*** Supplied material Section Begins ***
PR #360, opened 2019-03-04
Support for multiple listeners

neilalexander:
This adds support for multiple listeners, e.g. more than one TCP listen address, or in theory mixed types of listeners (e.g. regular TCP sockets, UNIX domain sockets, etc):

1. The `Listen` configuration item is now an array. If it is currently a string then we attempt to convert it to an array either at startup or when running `-normaliseconf`
1. `tcpInterface` is now just `tcp`, in keeping with `awdl`/`awdlInterface`, and it now belongs to `link` rather than `Core`
1. `link` now has a `reconfigure` channel, and it cascades down to `tcp`, `awdl` etc.
1. `tcp` now supports holding and opening multiple listeners
1. The `Listen` configuration item can now be completely empty (e.g. not listening on any globally routable addresses) without affecting link-local multicast (see below)
1. `multicast.go` has been adapted so that it creates new TCP listeners for each interface (based on found link-local addresses) as this allows multicasting to work properly even when `Listen` addresses are not wildcard
1. Sets a static multicast interval of 15 seconds and reevaluates the available multicast interfaces upon each interval
1. Cleans up multicast listeners for interfaces that are no longer up or eligible (e.g. no multicast flag)

### DIFF
--- a/src/yggdrasil/multicast.go
+++ b/src/yggdrasil/multicast.go
@@ -149,11 +149,11 @@ func (m *multicast) announce() {
 				if l, ok := m.listeners[iface.Name]; !ok || l.listener == nil {
 					// No listener was found - let's create one
 					listenaddr := fmt.Sprintf("[%s%%%s]:0", addrIP, iface.Name)
-					if l, err := m.core.link.tcp.listen(listenaddr); err == nil {
+					if li, err := m.core.link.tcp.listen(listenaddr); err == nil {
 						m.core.log.Debugln("Started multicasting on", iface.Name)
 						// Store the listener so that we can stop it later if needed
-						m.listeners[iface.Name] = l
-						listener = l
+						m.listeners[iface.Name] = li
+						listener = li
 					}
 				} else {
 					// An existing listener was found
--- a/src/yggdrasil/multicast.go
+++ b/src/yggdrasil/multicast.go
@@ -27,7 +27,7 @@ func (m *multicast) init(core *Core) {
 		for {
 			e := <-m.reconfigure
 			m.myAddrMutex.Lock()
-			m.myAddr = m.core.tcp.getAddr()
+			m.myAddr = m.core.link.tcp.getAddr()
 			m.myAddrMutex.Unlock()
 			e <- nil
 		}
@@ -109,7 +109,7 @@ func (m *multicast) interfaces() []net.Interface {
 func (m *multicast) announce() {
 	var anAddr net.TCPAddr
 	m.myAddrMutex.Lock()
-	m.myAddr = m.core.tcp.getAddr()
+	m.myAddr = m.core.link.tcp.getAddr()
 	m.myAddrMutex.Unlock()
 	groupAddr, err := net.ResolveUDPAddr("udp6", m.groupAddr)
 	if err != nil {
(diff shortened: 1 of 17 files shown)


src/yggdrasil/multicast.go
```diff
@@ -16,19 +15,16 @@ type multicast struct {
...
 	groupAddr   string
-	myAddr      *net.TCPAddr
-	myAddrMutex sync.RWMutex
+	listeners   map[string]*tcpListener
 }
 
 func (m *multicast) init(core *Core) {
 	m.core = core
 	m.reconfigure = make(chan chan error, 1)
+	m.listeners = make(map[string]*tcpListener)
```
Arceliar: It's kind of ugly that we have listeners here and also in the link's tcp struct. I'm not sure there's a better alternative, but I don't really like it...

src/yggdrasil/tcp.go
```diff
@@ -62,104 +56,145 @@ func (iface *tcpInterface) setExtraOptions(c net.Conn) {
...
 		select {
-		case <-iface.stop:
-			iface.core.log.Errorln("Stopping listener")
-			return
-		default:
+		case <-accepted:
 			if err != nil {
-				panic(err)
+				t.link.core.log.Errorln("Failed to accept connection:", err)
+				return
```
Arceliar: We should do the same cleanup (from the `l.stop` case) if we return for any reason. I guess maybe move that to a `defer` right below this loop starts, and then both `l.stop` and this `err` case could be a line or so of logging + a `return`, unless you have a better idea.

src/yggdrasil/multicast.go
neilalexander: The main reason for this is that the map in `tcp.go` is a `map[listenaddr]listener` whereas the map in `multicast.go` is a `map[interfacename]listener`. The duplication isn't ideal but since `tcp.go` and `multicast.go` are responsible for populating their own maps, I don't *believe* this should be a problem.

src/yggdrasil/tcp.go
```diff
@@ -267,25 +303,25 @@ func (iface *tcpInterface) call(saddr string, socksaddr *string, sintf string) {
...
-	iface.setExtraOptions(sock)
+	t.setExtraOptions(sock)
 	stream := stream{}
 	stream.init(sock)
 	local, _, _ := net.SplitHostPort(sock.LocalAddr().String())
 	remote, _, _ := net.SplitHostPort(sock.RemoteAddr().String())
 	remotelinklocal := net.ParseIP(remote).IsLinkLocalUnicast()
 	name := "tcp://" + sock.RemoteAddr().String()
-	link, err := iface.core.link.create(&stream, name, "tcp", local, remote, incoming, remotelinklocal)
+	link, err := t.link.core.link.create(&stream, name, "tcp", local, remote, incoming, remotelinklocal)
```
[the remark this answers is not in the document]
neilalexander: I've done this so that `proto` set to to `"socks"` (as that is used in output elsewhere), but we instead now resolve the true address of the peer and the proxy and put a full `socks://` connection string into the `name` field. The admin socket now returns the `linkInfo` `name` field instead of `remote` so that the full connect string is visible.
*** Supplied material Section Ends ***
Brief: Send back the lines of the records word for word, from the very first through the line containing "if l, ok := m.listeners[iface.Name];".

Answer to the exercise:
PR #360, opened 2019-03-04
Support for multiple listeners

neilalexander:
This adds support for multiple listeners, e.g. more than one TCP listen address, or in theory mixed types of listeners (e.g. regular TCP sockets, UNIX domain sockets, etc):

1. The `Listen` configuration item is now an array. If it is currently a string then we attempt to convert it to an array either at startup or when running `-normaliseconf`
1. `tcpInterface` is now just `tcp`, in keeping with `awdl`/`awdlInterface`, and it now belongs to `link` rather than `Core`
1. `link` now has a `reconfigure` channel, and it cascades down to `tcp`, `awdl` etc.
1. `tcp` now supports holding and opening multiple listeners
1. The `Listen` configuration item can now be completely empty (e.g. not listening on any globally routable addresses) without affecting link-local multicast (see below)
1. `multicast.go` has been adapted so that it creates new TCP listeners for each interface (based on found link-local addresses) as this allows multicasting to work properly even when `Listen` addresses are not wildcard
1. Sets a static multicast interval of 15 seconds and reevaluates the available multicast interfaces upon each interval
1. Cleans up multicast listeners for interfaces that are no longer up or eligible (e.g. no multicast flag)

### DIFF
--- a/src/yggdrasil/multicast.go
+++ b/src/yggdrasil/multicast.go
@@ -149,11 +149,11 @@ func (m *multicast) announce() {
 				if l, ok := m.listeners[iface.Name]; !ok || l.listener == nil {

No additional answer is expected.